--- Records for the exercise ---

Issue #24, opened 2022-02-07
Adding 'interactive' for only on:click slows it massively while cursor is hovering


FreddieRa:
I assume this slow down comes from the fact it's doing raytracing every frame, but for `on:click` it would be great if this raytracing was actually only done on mouse press, rather the whole time.

grischaerbe:
There's unfortunately no way I know of to check if a parent component listens to an event, so the moment `interactive` is set on a Mesh, the frameloop is running continuously and raycasting is done on every frame. One way around this would be to set individual flags but I think in reality you quickly run into using pointer events and therefore raycasting on every frame anyway.

One might be tempted to raycast only on interactions of the cursor with the canvas element – let's say on `pointermove`, `pointerenter` and `pointerleave` – but this would not account for your scene changing "underneath" your stationary cursor.

Nevertheless this should not slow down things *massively*. Can you elaborate on that part? You can optimize your scene by adding `ignorePointer` to Meshes that don't need to react to the cursor. This way the raycaster won't raycast on them.

```svelte
<Mesh ignorePointer {geometry} {material} />
```

By the way: I just double checked: It's `ignorePointer` and not `ignorePointerEvents` as the README states, I'll change that.

FreddieRa:
Adding `ignorePointer` to everything else stopped the slow down, thanks for that!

---

▸ How to complete this task:
What you return must match the entries exactly, word for word.

▸ Written solution:
Issue #24, opened 2022-02-07
Adding 'interactive' for only on:click slows it massively while cursor is hovering


FreddieRa:
I assume this slow down comes from the fact it's doing raytracing every frame, but for `on:click` it would be great if this raytracing was actually only done on mouse press, rather the whole time.

grischaerbe:
There's unfortunately no way I know of to check if a parent component listens to an event, so the moment `interactive` is set on a Mesh, the frameloop is running continuously and raycasting is done on every frame. One way around this would be to set individual flags but I think in reality you quickly run into using pointer events and therefore raycasting on every frame anyway.

One might be tempted to raycast only on interactions of the cursor with the canvas element – let's say on `pointermove`, `pointerenter` and `pointerleave` – but this would not account for your scene changing "underneath" your stationary cursor.

Nevertheless this should not slow down things *massively*. Can you elaborate on that part? You can optimize your scene by adding `ignorePointer` to Meshes that don't need to react to the cursor. This way the raycaster won't raycast on them.

```svelte
<Mesh ignorePointer {geometry} {material} />
```

By the way: I just double checked: It's `ignorePointer` and not `ignorePointerEvents` as the README states, I'll change that.

FreddieRa:
Adding `ignorePointer` to everything else stopped the slow down, thanks for that!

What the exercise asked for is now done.